• WORK TASK: Taking each line of the material in turn, count those with the string "expensive" and answer with the count alone.

• PROVIDED RECORDS:

=== Section Start ===

Issue #224, opened 2020-12-29
Allow excludes for buf generate


zerospiel:
Hi! I have, for sure, pretty common protoc generation flow but when I tried to migrate from generic `buf protoc` or `buf image && protoc`, I've got an unexpected behavior of `buf generate` subcommand.

## Preambula

Let's explore the next simple `file.proto`:

```protobuf
syntax = "proto3";

package some.service.v1;
option go_package = "github.com/user/repo/pkg;some_service";

import "google/api/annotations.proto";

service SomeService {
    rpc Get(Response) returns (Response) {
        option (google.api.http) = {
            get: "/version"
        };
    }
}

message Response {
    string some_name = 1;
}

message Request {}
```

The file structure then looks like this:

```text
├─ protos/
│       ├─ google/api/
│       │         ├─ annotations.proto
│       │         ├─ http.proto
│       ├─ file.proto
```

And to generate files I use the following command, assuming I'm generating for `golang` using vanilla plugins and have module `github.com/user/repo`:

```bash
# here I mitigate some mappings, they do not matter
buf protoc --proto_path ./protos/ \
   --go_out=module=github.com/user/repo:. \
   --go-grpc_out=module=github.com/user/repo:. \
   ./protos/file.proto
```

And then I have perfectly and insanely fast generated files:

```text
├─ pkg/
│    ├─ file.pb.go
│    ├─ file_grpc.pb.go
```

## Issue

Now let's deep dive into the issue! Assume I have the following simple `buf.yaml` contents:

```yaml
version: v1beta1
build:
  roots:
    - protos
lint:
  use:
    - MINIMAL
  except:
    - PACKAGE_DIRECTORY_MATCH
  ignore:
    - google
```

And then I try to reproduce the above generation using the next `buf.gen.yaml` template:

```yaml
version: v1beta1

plugins:
  - name: go
    out: .
    opt: module=github.com/user/repo
    strategy: directory
  - name: go-grpc
    out: .
    opt: module=github.com/user/repo
    strategy: directory
```

And now using `buf generate .` I've started to get the following error:

```bash
plugin go: google.golang.org/genproto/googleapis/api/annotations/http.pb.go: generated file does not match prefix "github.com/user/repo"
```

Of course, this is because under the hood [buf trying to generate](https://docs.buf.build/generate-usage) (see `strategy` description) from all directories within `roots` from `buf.yaml`. But I need that protos only for vendor purposes without any generation for those files.

[...]

PR #689, opened 2021-10-28
Adding an exclude flag to `buf generate`

doriable:
This adds an `--exclude` flag to **only** the `buf generate` command. The flag is passed through the `imageConfigReader` and is handled by the module builder for source and module references, and by the image reader for image references.

For cases where both the `--path` flags and `--exclude`, the more specific case would win. Examples:

```
$ buf generate --path a/foo.proto --exclude a/  # the path a/foo.proto will be generated
$ buf generate --path a --exclude a/foo.proto  # everything in a/ will be generated EXCEPT a/foo.proto
$ buf generate --path a/foo.proto --exclude a/foo.proto # an error is returned, the user cannot set the same path as both a target and an exclude
```

References: #224


private/buf/bufwire/image_reader.go
```diff
@@ -130,20 +131,32 @@ func (i *imageReader) GetImage(
...
-	if len(externalDirOrFilePaths) == 0 {
+	if len(externalDirOrFilePaths) == 0 && len(excludeDirOrFilePaths) == 0 {
 		return image, nil
 	}
 	imagePaths := make([]string, len(externalDirOrFilePaths))
-	for i, externalDirOrFilePath := range externalDirOrFilePaths {
-		imagePath, err := imageRef.PathForExternalPath(externalDirOrFilePath)
-		if err != nil {
-			return nil, err
+	if len(externalDirOrFilePaths) > 0 {
```
amckinney, line 138: Can we drop this condition? We won't `range` over anything if the length is not greater than zero. Same thing several lines below.

private/buf/bufwork/bufwork.go
```diff
@@ -141,13 +143,51 @@ func BuildOptionsForWorkspaceDirectory(
...
 	workspaceID := filepath.Join(normalpath.Unnormalize(relativeRootPath), ExternalConfigV1FilePath)
+	// Note that subDirRelPaths can be empty. If so, this represents
+	// the case where externalDirOrFilePaths were provided, but none
+	// matched.
+	subDirRelPaths, err := externalPathsToSubDirRelPaths(
+		workspaceID,
+		relativeRootPath,
+		subDirPath,
+		externalDirOrFilePaths,
+	)
```
amckinney, line 161: Big fan of this refactor - this is much easier to read with `externalPathsToSubDirRelPaths` now 👏

private/buf/bufwork/bufwork.go
```diff
@@ -141,13 +143,51 @@ func BuildOptionsForWorkspaceDirectory(
...
+	if err != nil {
+		return nil, err
+	}
+	if externalDirOrFilePathsAllowNotExist {
+		buildOptions = append(buildOptions, bufmodulebuild.WithPathsAllowNotExist(subDirRelPaths))
+	} else {
+		buildOptions = append(buildOptions, bufmodulebuild.WithPaths(subDirRelPaths))
+	}
```
amckinney, line 169: We should still gate this (the `subDirRelPaths` option) against `len(externalDirOrFilePaths) > 0` right? I'm thinking about the case where we have at least one `--exclude` path, but no `--path` paths.

If there isn't one already, let's make sure we add a test for this in a workspace environment (since that's where it will be relevant).

private/buf/cmd/buf/command/generate/generate.go
```diff
@@ -243,6 +245,13 @@ func (f *flags) Bind(flagSet *pflag.FlagSet) {
 		"",
 		`The config file or data to use.`,
 	)
+	flagSet.StringSliceVar(
+		&f.ExcludePaths,
+		excludePathsFlagName,
+		nil,
+		`Exclude these paths from the generation process. This can be proto files or directories.
+If specified multiple times, the union will be taken.`,
+	)
```
amckinney, line 254: We probably want to take inspiration from `bufcli.BindPathsAndDeprecatedFiles` here:

```
	flagSet.StringSliceVar(
		pathsAddr,
		pathsFlagName,
		nil,
		`Limit to specific files or directories, for example "proto/a/a.proto" or "proto/a".
If specified multiple times, the union will be taken.`,
	)

```

Should we just do something like:
```suggestion
	flagSet.StringSliceVar(
		&f.ExcludePaths,
		excludePathsFlagName,
		nil,
		`Exclude specific files or directories, for example "proto/a/a.proto" or "proto/a".
If specified multiple times, the union will be taken.`,
	)
```

private/buf/cmd/buf/command/generate/generate_test.go
```diff
@@ -154,6 +154,26 @@ func TestProtoFileRefIncludePackageFiles(t *testing.T) {
...
 }
 
+func TestOutputWithPathEqualToExclude(t *testing.T) {
+	tempDirPath := t.TempDir()
+	testRunStdoutStderr(
+		t,
+		nil,
+		1,
+		``,
+		filepath.FromSlash(`Failure: cannot set the same path for both --path and --exclude flags: a/v1/a.proto`),
```
amckinney, line 164: Nice, this error looks great 👍

private/bufpkg/bufimage/util.go
```diff
@@ -71,23 +140,42 @@ func imageWithOnlyPaths(image Image, fileOrDirPaths []string, allowNotExist bool
...
+		// an ImageFile for all fileOrDirPaths, so we can return an Image now.
+		// This means we do not have to do the expensive O(image.Files()) operation
+		// to check to see if each file is within a potential directory path.
+		//
+		// We do not need to check the excluded paths for the allowNotExist flag because all target
+		// paths were image files, therefore the exclude paths would not apply in this case.
+		// TODO: should we be checking exclude paths that would not apply in this case against
+		// the allowNotExist flag? If so, we would need to do an expensive operation across all
+		// image.Files(). We could have early breaks and returns, similar to the check above, but
+		// this may not be worth it for this case.
```
amckinney, line 153: Gah yea this one is a bummer - I think we should still validate that all of the `exclude` paths are valid if `allowNotExist` is not specified. Otherwise users will have silent failures with respect to their `--exclude` flags.

private/bufpkg/bufimage/util.go
```diff
@@ -32,15 +32,81 @@ import (
...
+						break
+					}
+				}
+				if !foundPath {
+					pathsWithNoMatchingFiles = append(pathsWithNoMatchingFiles, excludeFileOrDirPath)
+				}
+			}
+			if len(pathsWithNoMatchingFiles) > 0 {
+				return nil, fmt.Errorf("paths with no matching files in the image: %v", pathsWithNoMatchingFiles)
+			}
```
amckinney, line 89: In the `--path` handling below, it looks like we only report the first offending file (not all of them). For simplicity and symmetry, feel free to do the same here (and below). For reference, this is what we have for `--path`:

```
	if !allowNotExist {
		for potentialDirPath := range potentialDirPathMap {
			if _, ok := matchingPotentialDirPathMap[potentialDirPath]; !ok {
				// no match, this is an error given that allowNotExist is false
				return nil, fmt.Errorf("path %q has no matching file in the image", potentialDirPath)
			}
		}
```

private/bufpkg/bufimage/util.go
```diff
@@ -118,6 +206,26 @@ func imageWithOnlyPaths(image Image, fileOrDirPaths []string, allowNotExist bool
...
+					break
+				}
+			}
+			if !foundPath {
+				pathsWithNoMatchingFiles = append(pathsWithNoMatchingFiles, excludeFileOrDirPath)
+			}
+		}
+		if len(pathsWithNoMatchingFiles) > 0 {
+			return nil, fmt.Errorf("paths with no matching files in the image: %v", pathsWithNoMatchingFiles)
+		}
```
amckinney, line 228: Could we reuse the `matchingPotentialDirPathMap` to validate the `--exclude` flags, too? We just need to verify that the paths specified by `--exclude` were matched, so I feel like we should be able to reuse it, right?

If so, this might simplify the case above, too.

private/bufpkg/bufmodule/bufmodule.go
```diff
@@ -158,17 +158,33 @@ func NewModuleForProto(
...
-	return newTargetingModule(module, targetPaths, true)
+func ModuleWithPathsAllowNotExist(
+	module Module,
+	targetPaths []string,
+	excludePaths []string,
+) (Module, error) {
+	return newTargetingModule(module, targetPaths, true, excludePaths, false)
+}
+
+func ModuleWithOnlyExcludePaths(
```
amckinney, line 182: nit: Missing documentation.

private/bufpkg/bufmodule/bufmodule.go
```diff
@@ -158,17 +158,33 @@ func NewModuleForProto(
...
+	module Module,
+	fileOrDirPathsAllowNotExist bool,
```
amckinney, line 184: We should have a separate function to handle the `fileOrDirPathsAllowNotExist`, i.e. `ModuleWithOnlyExcludePathsAllowNotExist`, right? That way it's symmetrical with `ModuleWithPaths[AllowNotExist]`.

Plus, the `fileOrDirPathsAllowNotExist bool` parameter should be the last one (after `excludePaths`).

private/bufpkg/bufmodule/bufmodulebuild/util.go
```diff
@@ -29,19 +29,31 @@ func applyModulePaths(
 	roots []string,
 	fileOrDirPaths *[]string,
 	fileOrDirPathsAllowNotExist bool,
+	excludeFileOrDirPaths []string,
```
amckinney, line 32: If we're using the same `fileOrDirPathsAllowNotExist` boolean for both `--path` and `--exclude`, we should move the `excludeFileFileOrDirPaths` parameter _above_ `fileOrDirPathsAllowNotExist `.

```suggestion
	fileOrDirPaths *[]string,
	excludeFileOrDirPaths []string,
	fileOrDirPathsAllowNotExist bool,
```

private/bufpkg/bufmodule/bufmodulebuild/module_include_builder.go
```diff
@@ -112,6 +112,8 @@ func (b *moduleIncludeBuilder) buildForIncludes(
 		absIncludeDirPaths,
 		absFileOrDirPaths,
 		fileOrDirPathsAllowNotExist,
+		// TODO(doria): we need to fix this
+		nil,
```
amckinney, line 116: I'm not sure that we do - `buf protoc` doesn't support a way to specify files to exclude since it's all file-oriented (similar to `protoc`).

I think we can get away with an in-line comment like the following:

```suggestion
		nil, // Excluding files isn't supported for the ModuleIncludeBuilder.
```

private/bufpkg/bufmodule/targeting_module.go
```diff
@@ -26,22 +26,28 @@ import (
 
 type targetingModule struct {
 	Module
-	targetPaths                    []string
-	targetPathsAllowNotExistOnWalk bool
+	targetPaths              []string
+	pathsAllowNotExistOnWalk bool
+	excludePaths             []string
+	allowAllTargetPaths      bool
```
amckinney, line 32: The `allowAllTargetPaths` parameter is confusing (as well as how it's used in the implementation below. It looks like we only provide it when `ModuleWithOnlyExcludePaths` is used.

Why is it necessary? Is there anything we can do to consolidate these cases when no `--path` flag is provided since those cases _should_ be equivalent, unless I'm missing something.

private/bufpkg/bufmodule/targeting_module.go
```diff
@@ -92,53 +106,116 @@ func (m *targetingModule) TargetFileInfos(ctx context.Context) (fileInfos []bufm
...
+			// where we are accepting all targets, then we can just move on. Otherwise, if no file
+			// matching any of the target paths were found, we continue the walk.
+			if !m.allowAllTargetPaths && len(fileMatchingPathMap) == 0 {
+				return nil
+			}
+			// We have checked all conditions where a matching file was found, so we need to handle
+			// if an exclude was found and we are allowing all targets.
+			if m.allowAllTargetPaths && len(excludeMatchingPathMap) > 0 {
+				return nil
+			}
```
amckinney, line 196: I'd like to see if we can simplify these cases regardless of the `m.allowAllTargetPaths` flag (re: the comment above).

private/buf/bufwork/bufwork.go
doriable: Ah yes, that is correct! This should be gated by the `len` check. Good catch. Also, yeah, I need to add some workspace tests for this, lol.

private/bufpkg/bufimage/util.go
doriable: Ah yeah, basically during the `imageFile` ranging, we could also do a check for the excludes. Yeah, I think this actually works out well, since I'm reworking the logic for the file path "merging"/checking.

private/buf/bufwork/bufwork.go
doriable: Oh, I lied, actually, we're not supposed to gate this behind the check because the `subDirRelPaths` can be empty. This has always been the pattern here ^^"

https://github.com/bufbuild/buf/blob/a29fd091b8d5f63931858ba466bab80783468da3/private/buf/bufwork/bufwork.go#L278-L287

private/bufpkg/bufmodule/targeting_module.go
doriable: Yeah, I think we could rely on the fact that `len(targetPaths) == 0`. I was concerned about that being an expected state, but then it's basically impossible to set a `--path` flag without a value, so that should be fine.

private/bufpkg/bufimage/util.go
doriable: Yeah, I've flip-flopped a few times on this one. This is... annoying because we take a nice shortcut for the cases where we only have specific target files because we can just use `if imageFile := image.GetFile(fileOrDirPath); imageFile != nil` or in the case of the module, we just get the storage object directly with `objectInfo, err := sourceReadBucket.Stat(ctx, targetPath)`.

I'm trying to avoid doing a full walk/iterate through all image files just for this verification... but there probably is no way to avoid that...

amckinney: Yea, I see the problem.. it sucks, but we really need to validate this. Otherwise commands like the following will work (I've just tested this on this branch):

```sh
$ buf generate image.bin --path buf/alpha/registry/v1alpha1/authn.proto --exclude_path bogus --template data/template/buf.go.gen.yaml
```

The `--exclude-path` value of `bogus` obviously doesn't exist, but the command continues to work.

We could carve out a separate function that we can call here (and use elsewhere) that simply validates that all of the `exclude-path` flags are valid with respect to the Image. We already do this in the `if len(fileOrDirPaths) == 0 && len(excludeFileOrDirPaths) > 0 {` case above.

private/bufpkg/bufimage/util.go
```diff
@@ -118,11 +203,48 @@ func imageWithOnlyPaths(image Image, fileOrDirPaths []string, allowNotExist bool
...
+				// no match, this is an error given that allowNotExist is false
+				return nil, fmt.Errorf("path %q has no matching file in the image", excludeFileOrDirPath)
+			}
+		}
 	}
 	// we finally have all files that match fileOrDirPath that we can find, make the image
 	return getImageWithImports(image, nonImportPaths, nonImportImageFiles)
 }
 
+func excludeFile(
```
amckinney, line 231: Please include a comment that describes the algorithm from a high-level. We might also want to name this `excludeFiles` since it's excluding more than one file.

private/bufpkg/bufimage/util.go
```diff
@@ -118,11 +203,48 @@ func imageWithOnlyPaths(image Image, fileOrDirPaths []string, allowNotExist bool
...
+	}
+	// For paths that have never been seen for excludes, we should trim them, since they are
+	// outside of the target paths found.
+	for fileMatchingExcludePath := range fileMatchingExcludePathMap {
+		if _, ok := seenExcludePaths[fileMatchingExcludePath]; ok {
+			continue
+		}
+		delete(fileMatchingExcludePathMap, fileMatchingExcludePath)
+	}
+	return excludeFile(fileMatchingPathMap, fileMatchingExcludePathMap)
```
amckinney, line 259: I think the exclusion process you have above makes sense, but I don't think the recursive call buys us anything. From what I can tell, this function would _always_ conclude in a couple recursive calls:

1. All of the relevant files in `fileMatchingPathMap` are removed according to `fileMatchingExcludePathMap`, then `fileMatchingExcludePathMap` shrinks (to approach the base case) according to which paths weren't matched.
2. All of the files that would have been matched by `fileMatchingExcludePathMap` have already been matched (according to (1)). We don't mark any of the `fileMatchingExcludePathMap` as seen, so _all_ of them get deleted.
3. Now, `len(fileMatchingExcludePathMap) == 0`, so we exit via the base case.

In short, I think we can simplify all of this into (1).

private/bufpkg/bufmodule/targeting_module.go
```diff
@@ -148,13 +213,53 @@ func (m *targetingModule) TargetFileInfos(ctx context.Context) (fileInfos []bufm
...
+		}
 	}
 	return fileInfos, nil
 }
+
+func excludeFile(
+	fileMatchingPathMap map[string]struct{},
+	fileMatchingExcludePathMap map[string]struct{},
+) bool {
```
amckinney, line 236: It looks like we're defining the same function in two places - can we DRY this up and define this somewhere so that it can be reused?

It's only interacting with `normalpath`, so `normalpath` might be an appropriate home, but somewhere else might better since it's tailored to such a specific use case.

If it moved there, it would need to be named more generically as a filter or something else along those lines, e.g.

```go
// FilterAllEqualOrContainingPathMap returns the elements in the input that do not equal or contain a path in the filter.
func FilterAllEqualOrContainingPathMap(input map[string]struct{}, filter map[string]struct{}, pathType PathType) map[string]struct{} { ... }
```

private/bufpkg/bufmodule/targeting_module.go
```diff
@@ -51,94 +54,156 @@ func (m *targetingModule) TargetFileInfos(ctx context.Context) (fileInfos []bufm
...
+	for _, targetPath := range m.targetPaths {
+		for _, excludePath := range m.excludePaths {
+			if excludePath == targetPath {
+				return nil, fmt.Errorf(
+					"cannot set the same path for both --path and --exclude flags: %s",
+					normalpath.Unnormalize(excludePath),
+				)
+			}
+		}
+	}
```
amckinney, line 67: Similar to the comment about O(n^2) vs two O(n) passes.

private/bufpkg/bufmodule/targeting_module.go
```diff
@@ -51,94 +54,156 @@ func (m *targetingModule) TargetFileInfos(ctx context.Context) (fileInfos []bufm
 			bufmoduleref.SortFileInfos(fileInfos)
 		}
 	}()
+	// We start by ensuring that no paths have been duplicated between target and exclude pathes.
+	for _, targetPath := range m.targetPaths {
+		for _, excludePath := range m.excludePaths {
+			if excludePath == targetPath {
+				return nil, fmt.Errorf(
+					"cannot set the same path for both --path and --exclude flags: %s",
```
amckinney, line 62:
```suggestion
					"cannot set the same path for both --path and --exclude-path flags: %s",
```

private/bufpkg/bufimage/util.go
doriable: We had a quick chat during stand-up about this, going to include better context for this in a comment, as mentioned above.

private/bufpkg/bufmodule/targeting_module.go
doriable: Yeah, the only difference here is because we have the case where `fileMatchingPathMap == 0` could be because `targetPaths == nil` (in the case where no `targetPaths` have been provided. Let me see if there is a reasonable way to clean this up and make this more generic.

amckinney (commented):
I made the edits to remove the recursive call from `excludeFile` (and renamed it to `shouldExcludeFile`). All of the tests are still passing, and I've reproduced the case you mentioned in the comment locally and things look OK.

If there is actually a problem with the implementation I proposed, we can follow-up with a test to guard against it. Let me know what you think.

doriable:
> If there is actually a problem with the implementation I proposed, we can follow-up with a test to guard against it. Let me know what you think.

We had a quick discussion about it yesterday, so I'm just going to document a quick summary here :) The implementation looks good since we are already processing the specific files, therefore we should always be able to match on the most specific exclude for a file (which would be excluding the file itself). I think this works great, I should've accounted for the pre-processing of specific target files ^^"

It also covers all the test cases (with workspaces, etc.) so I'm happy with this. I've also addressed the nits.

As an aside, another thing from an offline discussion yesterday, I tested the behaviours of this with `buf build` and `build.excludes` configurations for both a single module and a workspace. The excluded directories are treated as if they don't exist, and I believe this is the intended purpose of the `build.excludes` configuration.

amckinney (commented):
Some final nits worth considering, but none of them are major blockers.

I was about to approve, but I want to verify one last behavior I encountered in manual testing. In this case, I'm generating for a workspace and I've included a single path that contains a single import. When I specify the `--include-imports` flag, it appears to take precedence over the `--exclude-path` flag (the `repository_tag.proto` file is generated). 

I would expect the `--exclude-path` flag to take precedence so that users can say, "I want all my imports, except this one".

```
$ buf generate . --include-imports --exclude-path proto/buf/alpha/registry/v1alpha1/repository_tag.proto --path proto/buf/alpha/registry/v1alpha1/repository_commit.proto -o test --template data/template/buf.go.gen.yaml
```

private/buf/bufwire/module_config_reader.go
```diff
@@ -356,7 +378,39 @@ func (m *moduleConfigReader) getWorkspaceModuleConfigs(
 	// so we construct a separate workspace for each of the configured
 	// directories.
 	var moduleConfigs []ModuleConfig
+	// We need to first get the map of externalDirOrFilePath to subDirRelPath and the map
+	// of excludeDirOrFilePath to subDirRelExcludePath so we can check that all paths that
+	// have been provided at the top level have been accounted for across the workspace.
+	externalToRelPaths := map[string]string{}
+	excludeToRelPaths := map[string]string{}
```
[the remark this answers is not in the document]
doriable: Hmm, I think you're right, including the `external` will help with the understanding of the code, even though it's a bit longer. I think I'm going to go with `externalPathToRelPath` and `externalExcludePathToRelPath` (and other similar edits to the rest of the variables).

private/buf/bufwire/module_config_reader.go
```diff
@@ -356,7 +378,39 @@ func (m *moduleConfigReader) getWorkspaceModuleConfigs(
...
 	for _, directory := range workspaceConfig.Directories {
+		// We are unfortunately doing this work twice, once at the top level here, and when we
+		// build each workspace for the build options. We need to do the work at this level because
+		// we need to check across all workspaces once.
+		// We need to do the work again for each workspace build because a module can span across
+		// several workspaces.
```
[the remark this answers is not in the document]
doriable: Oh yeah, that's fair -- I'll add that to the note :D

private/buf/bufwire/module_config_reader.go
```diff
@@ -505,13 +577,38 @@ func (m *moduleConfigReader) getModuleConfig(
...
 			buildOptions, err = bufwork.BuildOptionsForWorkspaceDirectory(
 				ctx,
 				workspaceConfig,
 				moduleConfig,
-				relativeRootPath,
-				subDirPath,
 				externalDirOrFilePaths,
+				excludeDirOrFilePaths,
+				subDirRelPaths,
+				subDirRelExcludePaths,
```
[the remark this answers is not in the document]
doriable: So, this case is a bit strange: given that we are dealing with workspaces, we want to set an option with 0 `subDir*` paths if `len(externalDirOrFilePaths) > 0` but `len(subDirRelPaths) == 0` vs. `len(externalDirOrFilePaths) == 0`, where we would set no options -- this has to do with the fact that we could have no matching `subDirRelPath` for the given directory. So we would need to pass that information along, either the entire `externalDirOrFilePaths` to do a length check (as we do here), or some kind of flag or make some kind of implicit check based on `nil` for `subDirRelPath`... not sure which one is the best option here...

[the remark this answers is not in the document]
amckinney: Ok if we need it for control flow in the function, then it can remain as-is for now 👍

private/buf/bufwork/bufwork.go
```diff
@@ -211,18 +249,18 @@ func BuildOptionsForWorkspaceDirectory(
...
-		absExternalDirOrFilePaths = append(absExternalDirOrFilePaths, absExternalDirOrFilePath)
+		externalToAbsExternalDirOrFilePaths[externalDirOrFilePath] = absExternalDirOrFilePath
 	}
 	absRelativeRootPath, err := normalpath.NormalizeAndAbsolute(relativeRootPath)
 	if err != nil {
 		return nil, err
 	}
-	relativeRootRelPaths := make([]string, 0, len(absExternalDirOrFilePaths))
-	for i, absExternalDirOrFilePath := range absExternalDirOrFilePaths {
+	externalToRelativeRootRelPaths := map[string]string{}
```
amckinney, line 258: nit:
```suggestion
	externalToRelativeRootRelPaths := make(map[string]string)
```

private/buf/bufwork/bufwork.go
```diff
@@ -253,12 +291,12 @@ func BuildOptionsForWorkspaceDirectory(
 	//
 	// The 'proto' directory will receive the ./proto/buf/... files as ./buf/... whereas the
 	// 'enterprise/proto' directory will have no matching paths.
-	subDirRelPaths := make([]string, 0, len(relativeRootRelPaths))
-	for i, relativeRootRelPath := range relativeRootRelPaths {
+	externalToSubDirRelPaths := map[string]string{}
```
amckinney, line 294: nit:
```suggestion
	externalToSubDirRelPaths := make(map[string]string)
```

private/buf/bufwork/bufwork.go
```diff
@@ -202,7 +236,11 @@ func BuildOptionsForWorkspaceDirectory(
 	//
 	// Alternatively, we could special-case this logic so that we only work with relative paths when we have an ArchiveRef
 	// or GitRef, but this would violate the abstraction boundary for buffetch.
-	absExternalDirOrFilePaths := make([]string, 0, len(externalDirOrFilePaths))
+	externalToAbsExternalDirOrFilePaths := map[string]string{}
```
amckinney, line 239: nit:
```suggestion
	externalToAbsExternalDirOrFilePaths := make(map[string]string)
```

private/bufpkg/bufmodule/targeting_module.go
```diff
@@ -51,94 +54,152 @@ func (m *targetingModule) TargetFileInfos(ctx context.Context) (fileInfos []bufm
...
+								// the walk early if a path is found.
+							}
+							return nil
+						},
+					); walkErr != nil {
+						return nil, walkErr
+					}
+					if !foundPath {
+						return nil, fmt.Errorf("path %q has no matching file in the image", excludePath)
+					}
```
amckinney, line 141: With respect to the `TODO`, ideally yes. You can just return the error that you intend to return and the `Walk` will stop.
```suggestion
					if walkErr := sourceReadBucket.Walk(
						ctx,
						"",
						func(objectInfo storage.ObjectInfo) error {
							if normalpath.EqualsOrContainsPath(excludePath, objectInfo.Path(), normalpath.Relative) {
								return fmt.Errorf("path %q has no matching file in the image", excludePath)
							}
							return nil
						},
					); walkErr != nil {
						return nil, walkErr
					}
```

amckinney (approved):
Looks great! I have a few nits (the most important of which is in `targeting_module.go`), but I trust that you'll address them before merging.

private/bufpkg/bufmodule/targeting_module.go
doriable: Based on offline discussions, we are using a sentinel error for an early return on the walk.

=== Section End ===

• SOLUTION FOR THIS EXERCISE: 2